Receptor tyrosine kinases (RTKs) are a large family of transmembrane receptors that contain a tyrosine kinase domain in their cytoplasmic domains. Oligomerization of RTKs induces transphosphorylation of their cytoplasmic domains, which leads to activation of their tyrosine kinase activity. Phosphorylated tyrosine residues on downstream molecules serve as docking sites for other cytoplasmic signaling molecules containing phosphotyrosine binding domains such as SH2 and PTB domains to form multimeric protein complexes.
The activation of RTKs induced by ligand binding is tightly controlled by ‘positive’ and ‘negative’ regulatory mechanisms. One such negative mechanism is removal of activated RTKs from the cell surface by the process of endocytosis in which the Cbl family of E3 ubiquitin ligases and other adapter proteins play a key role.
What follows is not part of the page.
PR #717, opened 2025-02-08
Fixes Accidental Deletion of Old Clan Stairs/TransferPoint from Pentex Remap

XanderDox:
## About The Pull Request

Cbl contains an SH2 domain that binds to phosphotyrosine residues on activated RTKs and a RING finger domain that is responsible for ubiquitination of the RTKs. Cbl also serves as a scaffold protein to recruit other adapter proteins such as CD2-associated protein (CD2AP) and SH3 domain kinase binding protein 1 (SH3KBP1) in close proximity of RTKs. Endophilins, pre-associated with SH3KBP1, regulate clathrin-coated vesicles that can induce negative curvature and invagination of the plasma membrane during the early step of RTK internalization. This mechanism has been observed during internalization of several RTKs, including EGFR, PDGFR, c-Met and c-Kit [1
]. Internalized RTKs are sorted into multivesicular bodies and targeted for endosomal degradation. Overall, the negative regulatory pathways of RTKs that attenuate and terminate signals have not been studied well.
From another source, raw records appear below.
PR #504, opened 2025-01-09
Malkavian Madness Network changes and updates to it.

wgtjunior743:
## About The Pull Request

- FIrst of all some changes for Malkavian directly : Talking into the hivemind requires dementation 3 or more to simulate the difficulty of being able to talk there.

- Cooldown to talk increased but it scales off your dementation level lowering it, if your Dementation is lvl 1 it will be 35 seconds,  if it is level 5 the CD will be now : 15 seconds.

- Dementation levels also now decrease the chance of leaking your conversation into the madness network on the offset of increasing the chance of leaking your conversation to 35% on level 1 of dementation and 15% on level 5 of dementation.

- Lower gen slightly increase your font size on the madness network to simulate olders vampires influence in there.

- Radios Hallucinations are now stylized to be like it is inside the madness network for the user.

- Encrypt System added to the Madness network scaling of your auspex, with one level of auspex there will be a 50% chance that anything told inside the madness network will be modified to a random word, messing up what has been told, it tries to kinda keep the message not way to mess up with the different templates of the messages.

- Level 5 Auspex will have a 10% chance of scrambling information on the network so keep yourselves on your toes!

Examples:

(it won't show the auspex lvl on the chat ingame)

Auspex 1 : 
auspex_1_dnv

Auspex 5:
auspex_5

The font size is random but just abit to simulate if someone was talking on it.
Radio Hallucination:

radio_hallucination

## Why It's Good For The Game

Helps with the issue of the madness networking becoming a chat and not actually a madness network, it will now confuse more people with the previous radio chats being inside of it and now stuff that is leaked will be changed up as well.

## Changelog
:cl:
add: New stuff for the madness network!
/:cl:

PR #722, opened 2025-02-09
update hallucinations

buffyuwu:
## About The Pull Request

Using a mass spectrometry-based proteomic approach, we previously identified a number of signaling molecules undergoing tyrosine phosphorylation in the EGFR signaling pathway, including Odin [4
]. Odin is a ubiquitously expressed 130 kDa cytosolic protein that contains six ankyrin repeat domains at its N-terminus, two sterile alpha motifs (SAM) and a phosphotyrosine binding domain (PTB) at its C-terminus. Our group has previously shown that overexpression of Odin causes inhibition of c-Fos promoter activity and that microinjection of Odin cDNA into NIH3T3 cells inhibits PDGF-induced mitogenesis [5
]. We have also examined the effects of loss of expression of Odin by generating Odin-deficient mice. Although, Odin-deficient mice do not display any obvious phenotype, mouse embryonic fibroblasts (MEFs) generated from these mice exhibit a hyperproliferative phenotype compared to wild-type-derived MEFs [7
] implicating Odin as a negative regulator in growth factor signaling. More recently, Odin was identified as a downstream scaffold protein in EphA receptor signaling and suggested to play a pivotal role in EphA receptor signaling [8
]. However, the molecular mechanisms by which Odin affects cellular proliferation/growth mediated by RTK signaling are still poorly characterized.
Stable isotope labeling by amino acids in cell culture (SILAC) has been previously used to identify specific protein-protein interactions [10
]. The advantages of the SILAC method are that it not only uses mass spectrometry for comprehensive identification of protein complexes but can also allows differentiation of true interacting proteins from proteins that bind non-specifically. To better understand the function of Odin, we employed a SILAC-based proteomic approach to characterize the interactome of Odin in activated EGFR signaling. Our quantitative mass spectrometric analysis identified 18 out of 193 proteins as true interacting partners of Odin. Further, Western blotting results confirmed eight protein-protein interactions. By searching Human Protein Reference Database (HPRD) [13
] for known interactions among 18 novel protein interactors of Odin, we constructed an interaction network of the Odin protein complex, in which several Odin interacting partners also bind to each other. This literature-based functional analysis also revealed that proteins involved in endocytosis are enriched in the Odin protein complex suggesting that Odin may play a role in endocytosis of EGFR as a negative regulator.